The Petrified Pregnant Porcupine

I think I've lost it.  I've written a story about a porcupine.  A porcupine.  A pregnant porcupine even.  Blame it on my husband.  We started talking about painful things and it came up that nothing would be as painful as a porcupine giving birth to another porcupine.  It was late.  I had some leftover sangria from Thanksgiving...also some Moscato...and I wrote this story. 

It was 5 a.m. on a cold winter day and Paula Porcupine could feel her baby (or was it babies??) kicking inside her.  Paula was only 9 months old herself.  When she told her mother she was pregnant, her mom looked at her in shock.  "You haven't even started preschool yet!  You still have a Diaper Genie in your room!  This is ridiculous!  I thought you were playing with blocks and you were out with a BOY?!  Wait until I tell your father!" 

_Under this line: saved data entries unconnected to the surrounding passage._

PR #180, opened 2023-04-04
DM-38562:  cp_pipe test fails with lmfit 1.1.0

czwa:
Update deferred charge test value.


parejkoj (approved):
With the caveat that I wish we understood how sensitive these tolerances are to the details of the fitter, this is fine.

Issue #578, opened 2015-05-13
Conforming JavaScript snippets to Standard


mmwtsn:
I've noticed [quite a few projects](https://github.com/feross/standard/blob/master/test/clone.js) adopting [JS Standard code style](https://github.com/feross/standard). There is good support across the more popular editors and its defaults seem fair.

Is there any interest in updating the JavaScript snippets to adhere to Standard?

If so, I'd be happy to open a pull request. If not, is there a recommended way to extend snippets other than installing a fork locally?

lpil:
A near semicolonless Javascript style is definitely not standard. A rather poor name!

If we were to adopt an official JS style we should pick one of the popular ones, rather than an obscure one. Perhaps [Airbnb](https://github.com/airbnb/javascript)?

mmwtsn:
Fair enough.

I think the name comes from the fact that there _isn't_ a standard at the moment. The Node.js community seems to be moving in the direction of semi-colon-less code. Style guides from companies primarily working with languages other than JavaScript on their servers seem to prefer their inclusion.

Both the Airbnb and Google JavaScript style guides are certainly more popular. Maybe Airbnb's then? Their documentation and readability seem better than Google's.

lpil:
The Node.js community has a lot more freedom than the Javascript community at large as they only have to target one interpreter. One of the biggest issues with running JS is that you've no way of knowing what version of what interpreter your code will be run on, so you have to be defensive. i.e. shimming and compiling to older ES# versions. :(

Perhaps. Do we deviate much? I've not checked.

If you want to make some changes, could you make several small PRs rather than one large one? It's much easier to digest that way. :)

mmwtsn:
Absolutely! It's tricky. #468 sort of gets at this problem. Given that most JavaScript files use the same extension it's difficult to know what snippets, exactly, should be sourced or ignored for any given file. As you pointed out client- and server-side JavaScript obviously have very different concerns.

You actually don't deviate much but when linting is set up as part of a build something as trivial as quote style (e.g. single versus double) can prevent the test suite from passing.

Perhaps this has less to do with enforcing a style guide across all the snippets and more to do with extendability. In any event, I forked the repository and dropped the semi-colons to keep my local builds happy :)

lpil:
Aye, #468 annoys me rather a lot.

If you have any clever ideas, please let us know!

mmwtsn:
Understandably. Thanks for talking through this with me!

[...]

PR #870, opened 2017-02-21
Allow configure snippet format for JavaScript

vitalk:
Different JavaScript projects uses different formatting options. The similar issue has been raised a few years ago #578. I trying to find a better way to adopt snippets for them.

This PR uses a python interpolation feature to configure common format options for JavaScript snippets, such as

- __Space before function parenthesis__,

     ```javascript

     function withoutSpace(x) {
         // ...
     }

     var anonymousWithoutSpace = function() {};
     ```

     vs

     ```javascript
     function withSpace (x) {
         // ...
     }

     var anonymousWithSpace = function () {};
     ```

- __Semicolons instead of ASI__,

    ```javascript
    var name = "ESLint";

    var func = function () {
      return 42;
    };
    ```

    vs

    ```javascript
    var name = "ESLint"

    var func = function () {
      return 42
    }
    ```

- __Spacing before and after keywords__,

    ```javascript
    if (foo) {
        //...
    }
    ```

    vs

    ```javascript
    if(foo) {
        //...
    }
    ```

Default formatting is not changed and can be refined via `vimrc`

```viml
let g:ultisnips_javascript = {
      \ 'keyword-spacing': 'always',
      \ 'semi': 'never',
      \ 'space-before-function-paren': 'always',
      \ }
```

or at runtime

```viml
let g:ultisnips_javascript['space-before-function-paren'] = 'never'
```

Since the global snippets works only with UltiSnips format, I add some flow control snippets (`if`, `ife`, `do`) in UltiSnips format as well.

### DIFF
--- a/UltiSnips/javascript.snippets
+++ b/UltiSnips/javascript.snippets
@@ -10,7 +10,7 @@ priority -50
 
 global !p
 from javascript_snippets import (
-	semi, space_before_function_paren
+	semi, space_before_function_paren, keyword_spacing
 )
 endglobal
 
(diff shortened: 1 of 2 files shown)


lpil:
Cool, thank you.

PR #878, opened 2017-02-24
Doxygen and Fortran again

fpnick:
Sorry, I noticed that having a blank line after a parameter documentation line is counter-productive...


lpil:
Thank you.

Paula remembers crying and crying over the volatile conversation with her mother, Peggy.  She knew she was right.  Her mom had actually read "Goodnight Moon" to her the night she snuck out and met Pablo Porcupino.  She didn't feel quite ready to have a baby since she was still in diapers herself.  She also was still extremely challenged by her stacking rings set and sort-the-shapes box and was convinced that mothers had these types of things mastered.  It didn't matter.  The porcupettes, the name given to baby porcupines, were coming. 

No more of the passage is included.